## TASK DESCRIPTION
Reproduce exactly the lines below from the one containing "Closing given that" through the one containing "It's not needed anymore.", including both, and nothing else.
»»
PR #103, opened 2020-12-22
Draft to add an improved price identifier UMIP template

smb2796:


price-id-template.md
```diff
@@ -0,0 +1,55 @@
+This is the suggested template for new UMIPs that propose supporting new price identifiers.
+
+When opening a pull request to submit your UMIP, please use an abbreviated title in the filename, umip-draft_title_abbrev.md.
+
+The title should be 44 characters or less. 
+
+All italicized text is provided for instructional purposes and should be removed before draft submission if unused in your UMIP.
+
+## Headers
```
chicfilabae, line 9: Just curious, where do folks write their rationale for why they believe this price identifier makes sense to add? Seems that section `Motivation` is missing

smb2796: Very much WIP. Motivation was intentionally left out as there is some thought that this should be optional content. Interested to hear your thoughts on if this makes sense.

chicfilabae: Got it. 

My 2 wei: it seemed that the UMIPs with a stronger motivation led to a quicker process in terms of releasing UIs, spinning up liq+dispute bots, gaining TVL, etc. I would imagine it's the strongest filter from folks tossing up random UMIPs with products that might not have any demand but would trigger extra votes for them to accrue rewards. I'm not naming any UMIPs in particular here, but just my general thoughts on preventing inorganic UMIP bloat.

price-id-template.md
```diff
@@ -0,0 +1,55 @@
...
+- Created: <date created on>
+
+
+## Identifier Specifications
+
+- Identifier Name: *(BTCUSD)*
+- Data Source(s): (*Binance, Kraken, Coinbase)*
+- Result Processing: *(Median)*
+- Input Processing: *(None. Human intervention in extreme circumstances where the result differs from broad market consensus.)*
+- Decimals: *(4, .0001)*
```
chrismaree, line 23: Seeing this is an example this matters less but a BTC denominated UMIP (like [UMIP7](https://github.com/UMAprotocol/UMIPs/blob/master/UMIPs/umip-7.md#technical-specification) should have 8 decimal points or a lot of precision is lost in rounding.

price-id-template.md
```diff
@@ -0,0 +1,55 @@
...
+*These endpoints should provide more than 72 hours worth of historical data availability. They should also provide prices at a rate more often than once per hour.*
+
+*Please list any additional transformation steps that need to be performed on the returned prices.*
+
+## Rationale for Data Sources
+*(Bitstamp, Binance, and Kraken were chosen because they have the highest volume for these assets.  We choose USDT instead of USD because the USDT/BTC pair is what is more commonly traded and the exchange rate between USD/USDT is not meaningfully variable.)*
+
+
+## Price Feed
+*Include a link to a PR to the UMA protocol repo with an example price feed that inherits this  [PriceFeedInterface](https://github.com/UMAprotocol/protocol/blob/master/packages/financial-templates-lib/src/price-feed/PriceFeedInterface.js):*
```
chrismaree, line 47: This seems like a pretty strong requirement. I'm in favor of it but it _will_ slow down UMIPs potentially as this requires a pretty high technical barrier for some implementors. 

Would it be sufficient to have _some_ reference implementation that voters could run & then include this requirement within developer mining?

nicholaspai:
Should we add a section about naming conventions? See [this comment](https://github.com/UMAprotocol/UMIPs/pull/106#discussion_r550192923)

smb2796:
Closing due to replacement by pull #123

PR #107, opened 2020-12-29
fix(umip-28) Clarify that stablespread should be denominated in ethusd 

chicfilabae:
As discussed with Matt and Nick offline.

### DIFF
--- a/UMIPs/umip-28.md
+++ b/UMIPs/umip-28.md
@@ -7,7 +7,7 @@
 | Created    | December 12, 2020                                                                                                                           |
  
 ## Summary (2-5 sentences)
-The DVM should support price requests for the STABLESPREAD price index. STABLESPREAD is defined as: `min(max(A - B + 1, 0), 2)`, where `A` refers to an equally weighted basket of {UST, CUSD, BUSD}. B is `MUSD`. UST is TerraUSD, the interchain stablecoin connected by the Cosmos IBC. CUSD is Celo Dollar, the stablecoin on the Celo network. BUSD is Binance USD, a stablecoin issued by Paxos in partnership with Binance. `MUSD` is an autonomous and non-custodial stablecoin on mStable, representing a basket of stablecoins on Ethereum, namely USDT, USDC, TUSD, and DAI. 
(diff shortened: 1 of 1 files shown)


UMIPs/umip-28.md
```diff
@@ -52,7 +52,8 @@ The value of STABLESPREAD for a given timestamp can be determined with the follo
 4. Perform A - MUSD + 1
 5. Perform the maximum of the result of step 4 and 0. This is to ensure non-negativity. 
 6. Perform the minimum of the result of step 5 and 2. This is to ensure symmetry.
-7. This result should be rounded to eight decimal places.
+7. Take the result of step 6 and divide by the value of ETHUSD
```
nicholaspai, line 55: You should also specify in the `Technical Specification` section how ETHUSD will be retrieved. You could just reference the ETHUSD price identifier from another UMIP or just define 2 exchanges to use as data sources.

nicholaspai (commented):
LGTM, but should we also modify the description to make it clear that we are computing stablespread / eth? (i.e. stablespread, denominated in ETH)

smb2796:
What was the reasoning for removing Okcoin?

chicfilabae:
@nicholaspai requested it, as "OKCoin exchange is not available on cryptowatch, I think its OK just to use bittrex for now since thats where 90% of volume is....Feel free to quote me on if you want to make that change"

I agree with the reasoning as well, so I removed it

UMIPs/umip-28.md
```diff
@@ -27,7 +27,7 @@ The definition of this identifier should be:
  
 - Identifier name: STABLESPREAD
 - Base Currency: STABLESPREAD
```
smb2796, line 29: Similar to my comments on your other UMIPs, since this is quoted in ETH I think we should list a quote currency of ETH.

chicfilabae: Ack.

claytonroche (dismissed):

UMIPs/umip-28.md
```diff
@@ -52,7 +53,8 @@ The value of STABLESPREAD for a given timestamp can be determined with the follo
 4. Perform A - MUSD + 1
 5. Perform the maximum of the result of step 4 and 0. This is to ensure non-negativity. 
 6. Perform the minimum of the result of step 5 and 2. This is to ensure symmetry.
-7. This result should be rounded to eight decimal places.
+7. Take the result of step 6 and divide by the value of ETH/USD
```
chrismaree, line 56:
```suggestion
7. Take the result of step 6 and divide by the value of ETH/USD.
```

smb2796 (approved):
Looks good!

PR #108, opened 2020-12-29
Draft for addition of STABLESPREAD-BTC as a price identifier

chicfilabae:
Similar to UMIP 28.


UMIPs/umip-30.md
```diff
@@ -0,0 +1,70 @@
...
+
+Let's walk through some cases to better understand what happens in various cases for STABLESPREAD-BTC. If both of these baskets were to trade at their theoretical value, then the resulting value of STABLESPREAD-BTC will be 1. If the Ethereum based stablecoin basket loses its peg and appreciates in value relative to the non-Ethereum stablecoin basket, then the value of STABLESPREAD-BTC will be less than 1. If the opposite happens, then it will be more than 1. It is important that this only measures "relative ability to maintain peg". That is, if both of them lose their peg in the same form, the resulting value still may be 1. 
+ 
+There is little cost associated with adding this price identifier, as there are multiple free and easily accessible data sources available.
+ 
+## Technical Specification
+The definition of this identifier should be:
+ 
+- Identifier name: STABLESPREAD-BTC
```
smb2796, line 28: Similar comment as on the STABLESPREAD-USDC proposal. Since this is quoted in BTC, I think the Base currency should be STABLESPREAD and the quote currency should be BTC. Also potentially should change the identifier name to be clearer about this.

UMIPs/umip-30.md
```diff
@@ -0,0 +1,70 @@
...
+- Base Currency: STABLESPREAD-BTC
+- Data Sources: {Bittrex: UST/USDT, Uniswap V2: UST/USDT} for UST, {Binance: BUSD/USDT, Uniswap V2: BUSD/USDT} for BUSD, {Bittrex: CUSD/USDT} for CUSD, {Balancer: MUSD/USDC, Uniswap V2: MUSD/USDC} for MUSD, {Coinbase: BTC/USD, Bitfinex: BTC/USD} for BTC
+- Result Processing: For each constituent asset of the basket, the average of both exchanges
+- Input Processing: None. Human intervention in extreme circumstances where the result differs from broad market consensus.
+- Decimals: 8
```
smb2796, line 33: Decimals look good if the intention is to use with renBTC

UMIPs/umip-30.md
```diff
@@ -0,0 +1,70 @@
...
+- Rounding: Closest, 0.5 up
+- Pricing Interval: 60 seconds
```
smb2796, line 35: Same as STABLESPREAD-USDC comment, this should be adjusted to match the `Implementation` section.

UMIPs/umip-30.md
chicfilabae: Yes

UMIPs/umip-30.md
chicfilabae: Done

UMIPs/umip-30.md
chicfilabae: Done

smb2796:
Seems best if this and STABLESPREAD-USDC are contained within one UMIP. Most of the content can also reference the existing STABLESPREAD UMIP except for the Technical Specifications and Implementation sections. This seems like a cleaner approach as it is easier to understand, removes redundant content and reduces the amount of unnecessary votes.

chicfilabae:
Okay

chicfilabae:
Closing given that the PRs have been combined.

PR #111, opened 2020-12-30
fix(umip-29): Update language for alternative data sources and result processing specification

smb2796:
As discussed with Pascal offline, merging in the suggested outstanding comments for editing the language around alternative data sources as well as changing the result processing to match the `Implementation` section.


SayWhatDev (approved):
All is good with the added changes.

Tommy1231232 (approved):

PR #124, opened 2021-01-12
improve(umip-30): Missing specification for DAI price feed source

nicholaspai:
BAC/DAI is listed as a price feed source, DAI source is missing details


chicfilabae:
Can you remove the language regarding the ETH normalization below 

"Normalizing the ETH result to USDC for FRAX, ESD, and BAC."

It's not needed anymore.

smb2796 (approved):
Looks good to me except for needing to remove the language that chicfilabae mentioned.

PR #125, opened 2021-01-13
Add Dynamic Set Dollar (DSD) as collateral

akshaysrivastav:

PR #128, opened 2021-01-14
Add DSDUSD and USDDSD as price identifiers

akshaysrivastav:


UMIPs/umip-draft_DSD_price_identifier.md
```diff
@@ -0,0 +1,68 @@
...
+## Summary (2-5 sentences)
+The DVM should support price requests for the DSD/USD and USD/DSD price index.
+
+## Motivation
+The DVM currently does not support the DSDUSD or USDDSD price index.
+Supporting the DSDUSD price identifier would enable the creation of the DSDO stablecoin, backed by DSD as collateral. DSD token holders can utilize this as a hedging tool, and could go long or use DSDO for functional purposes.
+There is little cost associated with adding this price identifier, as there are multiple free and easily accessible data sources available.
+
+More information on the Dynamic Set Dollar can be found on the website: https://dsd.finance/
+
```
Tommy1231232, line 18: There is a price identifier UMIP guide and template below. Can you add in a section for "Markets & Data Sources" per the below guide? 

https://github.com/UMAprotocol/UMIPs/blob/master/price-identifier-guide.md

Tommy1231232: To allow for the creation of bots that can programmatically calculate prices off-chain to liquidate and dispute transactions, you must create a price feed following the UMA Protocol format (outlined below). This price feed is also necessary to calculate developer mining rewards.

https://github.com/UMAprotocol/UMIPs/blob/master/price-identifier-guide.md

UMIPs/umip-draft_DSD_price_identifier.md
```diff
@@ -0,0 +1,68 @@
...
+## Technical Specification
+The definition of this identifier should be:
+- Identifier name: DSDUSD
+- Base Currency: DSD
+- Quote Currency: USD(C)
```
Tommy1231232, line 23: This can just be USD. No need for the (C)

UMIPs/umip-draft_DSD_price_identifier.md
```diff
@@ -0,0 +1,68 @@
...
+- Exchanges: Uniswap
```
Tommy1231232, line 24: Are there any other exchanges DSD is traded on? It's best to take the 3 largest markets

UMIPs/umip-draft_DSD_price_identifier.md
```diff
@@ -0,0 +1,68 @@
...
+- Result Processing: No processing.
```
Tommy1231232, line 25: What type of processing should voters perform to determine the final price of an asset (e.g., take the median or mode of all votes submitted)?

    Note - a result processing of "median" is more resilient to market manipulation versus a result processing of "average".

UMIPs/umip-draft_DSD_price_identifier.md
```diff
@@ -0,0 +1,68 @@
...
+- Input Processing: None. Human intervention in extreme circumstances where the result differs from broad market consensus.
+- Price Steps: 0.00001 (5 decimals in more general trading format)
```
Tommy1231232, line 27: Price identifiers need to be automatically scaled to reflect the units of collateral that a price represents. Because of this, the amount of decimals that a price is scaled to needs to match the used collateral currency.

Since DSD is the collateral currency I see it has 18 decimals. So would suggest changing this from 5 to 18. 

@smb2796 do you agree?

UMIPs/umip-draft_DSD_price_identifier.md
```diff
@@ -0,0 +1,68 @@
...
+- Rounding: Closest, 0.5 up
+- Pricing Interval: 60 seconds
+- Dispute timestamp rounding: down
+
+The definition of this identifier should be:
+- Identifier name: USDDSD
+- Base Currency: USD(C)
```
Tommy1231232, line 34: Same comment as above

UMIPs/umip-draft_DSD_price_identifier.md
```diff
@@ -0,0 +1,68 @@
...
+- Quote Currency: DSD
+- Exchanges: Uniswap
+- Result Processing: 1/DSDUSD.
+- Input Processing: None. Human intervention in extreme circumstances where the result differs from broad market consensus.
+- Price Steps: 0.00001 (5 decimals in more general trading format)
```
Tommy1231232, line 39: Same comment as above

UMIPs/umip-draft_DSD_price_identifier.md
```diff
@@ -0,0 +1,68 @@
...
+
+Prices are primarily used by Priceless contracts to calculate a synthetic token’s redemptive value in case of liquidation or expiration. Contract counterparties also use the price index to ensure that sponsors are adequately collateralized. More complex computations (like incorporating additional exchanges, calculating a TWAP or VWAP, or imposing price bands, etc.) have the potential to add a greater level of precision and robustness to the definition of this identifier, particularly at settlement of each expiring synthetic token.
+
+The addition of DSDUSD  and USDDSD fits into a larger goal of advancing the adoption of the UMA protocol by allowing DSD to be used as collateral for minting a stable coin among a suite of [OpenDAO](https://opendao.io) stable coins. This furthers adoption of the protocol by encouraging a convergence of capital from different projects and increasing TVL.
+
+Currently the largest exchange with USD or stablecoin markets for DSD is [Uniswap](https://info.uniswap.org/pair/0x66e33d2605c5fb25ebb7cd7528e7997b0afa55e8) (~90% volume). If liquidity is withdrawn too fast there may be a risk in the price peg, and therefore the integrity of the system.
```
Tommy1231232, line 52: Per comment above, it would be good to add the top 3 markets for DSD instead of only one

UMIPs/umip-draft_DSD_price_identifier.md
```diff
@@ -0,0 +1,68 @@
...
+
+In the current setting, there will need to be a significant event that erodes confidence in DSD and the token, at the same time where Uniswap liquidity is withdrawn too quickly en masse. However this may pose a security issue depending on the depth of DSDUSD liquidity on Uniswap. This may be improved by listing on additional exchanges with genuine volume.
+Over time, as liquidity in the DSD token migrates across platforms, this identifier can be re-defined to add exchanges, remove exchanges, or change the way that the price is calculated. Any re-definition would be done via off-chain social consensus by $UMA-holders, and ultimately reflected in the way that $UMA-holders vote upon the price of DSDUSD and USDDSD when called to do so by disputers, or at settlement.
+
+
+
+## Implementation
+
+The value of this identifier for a given timestamp should be determined by querying the price from DSDUSDC pair https://info.uniswap.org/pair/0x66e33d2605c5fb25ebb7cd7528e7997b0afa55e8 on Uniswap for that timestamp. Most of the DSD trading volume happens on Uniswap, which forms the broad market consensus.
```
««
## SOLUTION TO THIS EXERCISE
Closing given that the PRs have been combined.

PR #111, opened 2020-12-30
fix(umip-29): Update language for alternative data sources and result processing specification

smb2796:
As discussed with Pascal offline, merging in the suggested outstanding comments for editing the language around alternative data sources as well as changing the result processing to match the `Implementation` section.


SayWhatDev (approved):
All is good with the added changes.

Tommy1231232 (approved):

PR #124, opened 2021-01-12
improve(umip-30): Missing specification for DAI price feed source

nicholaspai:
BAC/DAI is listed as a price feed source, DAI source is missing details


chicfilabae:
Can you remove the language regarding the ETH normalization below 

"Normalizing the ETH result to USDC for FRAX, ESD, and BAC."

It's not needed anymore.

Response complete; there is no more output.